Девочка кивнула, точно так же бесстрастно, и продолжила жевать вяленое мясо, которое было у них в тот день на обед. Она держала ломтик обеими руками и отрывала зубами по кусочку, словно хищный детеныш, который учится питаться по-взрослому. Августин передал ей бутылку воды. Он задумался, о чем хотел бы спросить свою маленькую спутницу, и с удивлением понял, что вопросов совсем немного. Прежде всего – как ее зовут.
– Айрис, – произнесла девочка, вглядываясь в сумрак за окном.
– Красивое имя, – отозвался Августин и увидел, как в стекле отразилась хмурая гримаска.
Разве не так он раньше говорил молоденьким девушкам? И разве им не нравились эти слова?
– Кто твои родители? – спросил он немного погодя.
Конечно, он задавал этот вопрос не впервые, но не мог удержаться, чтобы не спросить вновь. Возможно, теперь он наконец раскроет тайну появления девочки и узнает, кто из коллег-ученых – ее родня. Однако Айрис продолжала жевать, не отрывая взгляда от окна. Больше она не проронила ни слова – ни в тот день, ни в следующий.
Со временем Августин начал ценить ее молчание. Девочка была разумным созданием, а разум он ставил превыше всего. Когда он ее нашел, то поначалу ударился в меланхолию и позволил себе много жалоб на судьбу. Тогда он неустанно проверял радиочастоты, надеясь, что за потерянным ребенком скоро вернутся; что из безотрадной тишины вдруг объявятся военные, заберут девочку, – а его, Августина, оставят в покое. И пока он прокручивал в голове все «почему»: почему замолкли приемники, почему ребенка забыли на станции, – Айрис просто смирилась с положением вещей и стала потихоньку осваиваться. Постепенно и ее присутствие, и ее молчание перестали его раздражать. Проклюнулся первый росточек симпатии, и Августин решил, что о вопросах можно пока забыть. С тех пор, как обсерваторию окутала полярная ночь, единственным важным вопросом оставался тот, что задала девочка: как долго еще продлится тьма?
– А если я скажу, что вон та звезда – на самом деле планета? – однажды спросила мать, показывая на небо. – Ты мне поверишь?
Да, конечно, да, ответил Августин, он поверит, – и она назвала его умницей и хорошим мальчиком, ведь этот белый огонек прямо над крышами – Юпитер.
Августин обожал ее, когда был маленьким, – пока не понял, что она не похожа на мам других детей, живущих по соседству. Вслед за ней его то охватывало воодушевление, то сбивала с ног тоска, – он реагировал на малейшие перепады ее настроения горячо и чутко, как верный пес. Даже сейчас, закрыв глаза, Августин видел ее кудрявые каштановые волосы с проблеском седины, ее губы, небрежно, без зеркала, накрашенные винной помадой, ее восхищенный взгляд, когда она указывала на ярчайшую из звезд, зависших над домами в Мичигане.

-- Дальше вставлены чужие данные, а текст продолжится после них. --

PR #6599, opened 2025-01-17
Initial push of the Plone 7 base package

sneridagh:
This is the initial (and very early) implementation of Plone 7.
After the design and first implementations of all the required pieces (the `@plone/*` libraries) that will compose Plone 7, this package will concentrate all the development during the next years.

It is based on [React Router](https://reactrouter.com/dev/docs) 7, using the `@plone/*` libraries.

Disclaimer:

> [!WARNING]
> This package and all the efforts around it are not even in an alpha state and are experimental.
> The naming is by no means binding whatsoever both in the package name or the package folder and may change to a definitive one in the future once details have been clarified and decided. 
> The community offers no support whatsoever for it.
> Breaking changes may occur without notice.


.github/workflows/changelog.yml
```diff
@@ -49,7 +49,7 @@ jobs:
             theming:
               - 'packages/theming/**'
             plone7:
-              - 'packages/revolto/**'
+              - 'packages/voltotng/**'
```
stevepiercy, line 52: How do you pronounce that? 😝 

I still like "DEVOlto" better. Are we not men? We are DEVOlto!

sneridagh: @stevepiercy tip: you don't, because you'll never need to pronounce it. ;) We are bad ass trekkies, at most :)

stevepiercy: @sneridagh looks like Klingon to me.

erral: PloneNG2 :laughing:

sneridagh: 😂

pnicolli (approved):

Тот хороший смышленый малыш, оказавшись в суровых краях на попечении старика-незнакомца, наверняка заплакал бы, заверещал, затопал ногами. Августин никогда не был особенно смелым ребенком. Возможно, он предпринял бы робкую попытку сбежать – захватив немного припасов, шагнул бы в пустынную даль, – но через пару часов приплелся бы обратно. А скажи ему кто-нибудь, что идти больше некуда, что мама не утешит, что у него больше нет никого в этом мире, – как бы он поступил тогда?